*** Block opens ***

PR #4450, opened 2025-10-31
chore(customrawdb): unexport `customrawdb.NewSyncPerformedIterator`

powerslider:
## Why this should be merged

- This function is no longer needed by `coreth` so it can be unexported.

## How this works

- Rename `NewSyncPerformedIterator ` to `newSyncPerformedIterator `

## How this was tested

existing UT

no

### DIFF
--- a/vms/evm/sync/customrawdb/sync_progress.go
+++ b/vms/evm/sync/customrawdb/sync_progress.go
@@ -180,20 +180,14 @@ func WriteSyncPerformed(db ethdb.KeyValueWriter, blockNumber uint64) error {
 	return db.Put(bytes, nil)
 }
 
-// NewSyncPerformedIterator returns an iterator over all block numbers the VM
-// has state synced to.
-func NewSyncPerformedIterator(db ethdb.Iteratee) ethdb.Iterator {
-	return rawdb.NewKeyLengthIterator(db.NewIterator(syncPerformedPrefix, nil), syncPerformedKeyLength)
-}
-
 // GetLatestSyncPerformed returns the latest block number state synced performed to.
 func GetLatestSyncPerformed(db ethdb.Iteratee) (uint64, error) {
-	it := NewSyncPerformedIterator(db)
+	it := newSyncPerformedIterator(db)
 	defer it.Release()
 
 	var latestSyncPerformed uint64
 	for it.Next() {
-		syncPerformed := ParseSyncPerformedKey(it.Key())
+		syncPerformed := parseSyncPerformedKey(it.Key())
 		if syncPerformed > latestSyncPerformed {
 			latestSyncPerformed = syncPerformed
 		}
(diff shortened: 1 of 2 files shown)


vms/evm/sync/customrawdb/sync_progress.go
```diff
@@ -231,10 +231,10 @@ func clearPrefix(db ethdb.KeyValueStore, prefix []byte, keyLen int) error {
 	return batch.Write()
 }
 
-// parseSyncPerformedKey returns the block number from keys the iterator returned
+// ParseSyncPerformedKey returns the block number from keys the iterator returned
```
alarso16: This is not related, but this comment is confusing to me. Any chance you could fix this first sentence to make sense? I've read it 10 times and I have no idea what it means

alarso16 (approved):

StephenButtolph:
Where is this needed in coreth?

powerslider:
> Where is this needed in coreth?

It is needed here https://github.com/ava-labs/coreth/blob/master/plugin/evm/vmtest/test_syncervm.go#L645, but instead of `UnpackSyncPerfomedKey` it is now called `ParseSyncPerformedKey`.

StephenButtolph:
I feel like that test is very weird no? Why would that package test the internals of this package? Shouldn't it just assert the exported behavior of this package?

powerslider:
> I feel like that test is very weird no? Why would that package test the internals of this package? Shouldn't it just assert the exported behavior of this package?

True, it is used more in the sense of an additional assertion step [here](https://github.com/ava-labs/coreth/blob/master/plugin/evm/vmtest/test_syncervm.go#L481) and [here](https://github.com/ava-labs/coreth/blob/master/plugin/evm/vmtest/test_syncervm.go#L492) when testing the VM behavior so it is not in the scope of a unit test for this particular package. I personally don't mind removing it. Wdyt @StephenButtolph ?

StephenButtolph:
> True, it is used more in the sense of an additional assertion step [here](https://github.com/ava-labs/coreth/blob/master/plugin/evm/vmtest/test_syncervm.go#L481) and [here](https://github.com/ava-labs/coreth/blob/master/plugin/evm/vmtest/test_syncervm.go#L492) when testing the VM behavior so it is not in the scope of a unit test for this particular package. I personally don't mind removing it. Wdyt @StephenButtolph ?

*** Block closes ***

The response must contain every entry, each one identical to the original.

• Task response:
PR #4450, opened 2025-10-31
chore(customrawdb): unexport `customrawdb.NewSyncPerformedIterator`

powerslider:
## Why this should be merged

- This function is no longer needed by `coreth` so it can be unexported.

## How this works

- Rename `NewSyncPerformedIterator ` to `newSyncPerformedIterator `

## How this was tested

existing UT

no

### DIFF
--- a/vms/evm/sync/customrawdb/sync_progress.go
+++ b/vms/evm/sync/customrawdb/sync_progress.go
@@ -180,20 +180,14 @@ func WriteSyncPerformed(db ethdb.KeyValueWriter, blockNumber uint64) error {
 	return db.Put(bytes, nil)
 }
 
-// NewSyncPerformedIterator returns an iterator over all block numbers the VM
-// has state synced to.
-func NewSyncPerformedIterator(db ethdb.Iteratee) ethdb.Iterator {
-	return rawdb.NewKeyLengthIterator(db.NewIterator(syncPerformedPrefix, nil), syncPerformedKeyLength)
-}
-
 // GetLatestSyncPerformed returns the latest block number state synced performed to.
 func GetLatestSyncPerformed(db ethdb.Iteratee) (uint64, error) {
-	it := NewSyncPerformedIterator(db)
+	it := newSyncPerformedIterator(db)
 	defer it.Release()
 
 	var latestSyncPerformed uint64
 	for it.Next() {
-		syncPerformed := ParseSyncPerformedKey(it.Key())
+		syncPerformed := parseSyncPerformedKey(it.Key())
 		if syncPerformed > latestSyncPerformed {
 			latestSyncPerformed = syncPerformed
 		}
(diff shortened: 1 of 2 files shown)


vms/evm/sync/customrawdb/sync_progress.go
```diff
@@ -231,10 +231,10 @@ func clearPrefix(db ethdb.KeyValueStore, prefix []byte, keyLen int) error {
 	return batch.Write()
 }
 
-// parseSyncPerformedKey returns the block number from keys the iterator returned
+// ParseSyncPerformedKey returns the block number from keys the iterator returned
```
alarso16: This is not related, but this comment is confusing to me. Any chance you could fix this first sentence to make sense? I've read it 10 times and I have no idea what it means

alarso16 (approved):

StephenButtolph:
Where is this needed in coreth?

powerslider:
> Where is this needed in coreth?

It is needed here https://github.com/ava-labs/coreth/blob/master/plugin/evm/vmtest/test_syncervm.go#L645, but instead of `UnpackSyncPerfomedKey` it is now called `ParseSyncPerformedKey`.

StephenButtolph:
I feel like that test is very weird no? Why would that package test the internals of this package? Shouldn't it just assert the exported behavior of this package?

powerslider:
> I feel like that test is very weird no? Why would that package test the internals of this package? Shouldn't it just assert the exported behavior of this package?

True, it is used more in the sense of an additional assertion step [here](https://github.com/ava-labs/coreth/blob/master/plugin/evm/vmtest/test_syncervm.go#L481) and [here](https://github.com/ava-labs/coreth/blob/master/plugin/evm/vmtest/test_syncervm.go#L492) when testing the VM behavior so it is not in the scope of a unit test for this particular package. I personally don't mind removing it. Wdyt @StephenButtolph ?

StephenButtolph:
> True, it is used more in the sense of an additional assertion step [here](https://github.com/ava-labs/coreth/blob/master/plugin/evm/vmtest/test_syncervm.go#L481) and [here](https://github.com/ava-labs/coreth/blob/master/plugin/evm/vmtest/test_syncervm.go#L492) when testing the VM behavior so it is not in the scope of a unit test for this particular package. I personally don't mind removing it. Wdyt @StephenButtolph ?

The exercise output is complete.